┌─ Supplied entries
PR #856, opened 2022-02-04
Record and use HTTP cache information to skip unnecessary crawling and processing

### LINKED ISSUE #850: Make reffy crawler http-cache friendly
An average reffy crawl takes around 6 to 8 minutes, and that duration is set to expand as we consider [expanding the source of crawled specifications](https://github.com/w3c/browser-specs/issues/436).

But in practice, the vast majority of the time is spent fetching and processing documents that have not changed since the last crawl.

If we were to record the ETag and Last-Modified header our crawler hits for each crawled URLs, we could easily skip the large majority of the work using the fallback path developed in #825 when hitting a 304.

dontcallmedom:
close #850

### DIFF
--- a/src/lib/specs-crawler.js
+++ b/src/lib/specs-crawler.js
@@ -103,7 +103,8 @@ async function crawlSpec(spec, crawlOptions) {
               etag, lastModified}
         );
         if (result.error === "reuseexistingdata" && fallback) {
-          crawlOptions.quiet ?? console.warn(`skipping ${spec.url}, no change`);          const copy = Object.assign({}, fallback);
+          crawlOptions.quiet ?? console.warn(`skipping ${spec.url}, no change`);
+          const copy = Object.assign({}, fallback);
           return expandSpecResult(copy, fallbackFolder);
         }
 
--- a/src/lib/specs-crawler.js
+++ b/src/lib/specs-crawler.js
@@ -29,6 +29,7 @@ const {
     createFolderIfNeeded
 } = require('./util');
 
+const {version: reffyVersion} = require('../../package.json');
 
 /**
  * Return the spec if crawl succeeded or crawl result from given fallback list
@@ -78,13 +79,16 @@ async function crawlSpec(spec, crawlOptions) {
         path.dirname(crawlOptions.fallback) : '';
 
     if (spec.error) {
-        return specOrFallback(spec, fallbackFolder, crawlOptions.fallbackData);
+        return specOrFallback(spec, fallbackFolder, crawlOptions.fallbackData?.results);
     }
 
     try {
-        const fallback = crawlOptions.fallbackData?.find(s => s.url === spec.url);
-        const etag = fallback?.crawlCacheInfo?.etag;
-        const lastModified = fallback?.crawlCacheInfo?.lastModified;
+        let fallback;
+        let cacheInfo = {};
+        if (crawlOptions.fallbackData?.crawler === `reffy-${reffyVersion}`) {
+          fallback = crawlOptions.fallbackData?.results?.find(s => s.url === spec.url);
+          cacheInfo = Object.assign({}, fallback?.crawlCacheInfo);
+        }
         const result = await processSpecification(
             spec.crawled,
             (spec, modules) => {
@@ -101,7 +105,7 @@ async function crawlSpec(spec, crawlOptions) {
             [spec, crawlOptions.modules],
             { quiet: crawlOptions.quiet,
               forceLocalFetch: crawlOptions.forceLocalFetch,
-              etag, lastModified}
+              ...cacheInfo}
         );
         if (result.status === "notmodified" && fallback) {
           crawlOptions.quiet ?? console.warn(`skipping ${spec.url}, no change`);
@@ -195,7 +199,7 @@ async function crawlSpec(spec, crawlOptions) {
         spec.error = err.toString() + (err.stack ? ' ' + err.stack : '');
     }
 
-    return specOrFallback(spec, fallbackFolder, crawlOptions.fallbackData);
+    return specOrFallback(spec, fallbackFolder, crawlOptions.fallbackData?.results);
 }
 
 
@@ -363,7 +367,7 @@ async function crawlList(speclist, crawlOptions) {
     // Load fallback data if necessary
     if (crawlOptions.fallback) {
         try {
-            crawlOptions.fallbackData = JSON.parse(await fs.promises.readFile(crawlOptions.fallback)).results;
+            crawlOptions.fallbackData = JSON.parse(await fs.promises.readFile(crawlOptions.fallback));
         } catch (e) {
             throw new Error(`Could not parse fallback data file ${crawlOptions.fallback}`);
         }
@@ -481,12 +485,14 @@ async function saveResults(data, settings) {
 
     // Save all results to an index.json file
     const indexFilename = path.join(settings.output, 'index.json');
+
     const contents = {
         type: 'crawl',
         title: 'Reffy crawl',
         date: (new Date()).toJSON(),
         options: settings,
         stats: {},
+        crawler: `reffy-${reffyVersion}`,
         results: data
     };
     contents.options.modules = contents.options.modules.map(mod => mod.property);
--- a/src/lib/specs-crawler.js
+++ b/src/lib/specs-crawler.js
@@ -103,7 +103,7 @@ async function crawlSpec(spec, crawlOptions) {
               forceLocalFetch: crawlOptions.forceLocalFetch,
               etag, lastModified}
         );
-        if (result.error === "reuseexistingdata" && fallback) {
+        if (result.status === "notmodified" && fallback) {
           crawlOptions.quiet ?? console.warn(`skipping ${spec.url}, no change`);
           const copy = Object.assign({}, fallback);
           return expandSpecResult(copy, fallbackFolder);
--- a/src/lib/specs-crawler.js
+++ b/src/lib/specs-crawler.js
@@ -178,7 +178,9 @@ async function crawlSpec(spec, crawlOptions) {
 
         // Copy results back into initial spec object
         spec.crawled = result.crawled;
-        spec.crawlCacheInfo = result.crawlCacheInfo;
+        if (result.crawlCacheInfo) {
+          spec.crawlCacheInfo = result.crawlCacheInfo;
+        }
         crawlOptions.modules.forEach(mod => {
             if (result[mod.property]) {
                 spec[mod.property] = result[mod.property];
--- a/src/lib/specs-crawler.js
+++ b/src/lib/specs-crawler.js
@@ -52,6 +52,7 @@ async function specOrFallback(spec, fallbackFolder, fallbackData) {
         if (fallback) {
             const copy = Object.assign({}, fallback);
             const result = await expandSpecResult(copy, fallbackFolder);
+            result.error = spec.error;
             return result;
         }
     }
--- a/src/lib/specs-crawler.js
+++ b/src/lib/specs-crawler.js
@@ -403,7 +403,6 @@ async function crawlList(speclist, crawlOptions) {
         const spec = specAndPromise.spec;
         const logCounter = ('' + (idx + 1)).padStart(nbStr.length, ' ') + '/' + nbStr;
         crawlOptions.quiet ?? console.warn(`${logCounter} - ${spec.url} - crawling`);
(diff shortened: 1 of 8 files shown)


dontcallmedom:
this depends on https://github.com/tidoust/fetch-filecache-for-crawling/pull/6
└─
| Work instruction |
The lines above that hold "parse" are the result; show every one of them.

| Exercise output |
-            crawlOptions.fallbackData = JSON.parse(await fs.promises.readFile(crawlOptions.fallback)).results;
+            crawlOptions.fallbackData = JSON.parse(await fs.promises.readFile(crawlOptions.fallback));
             throw new Error(`Could not parse fallback data file ${crawlOptions.fallback}`);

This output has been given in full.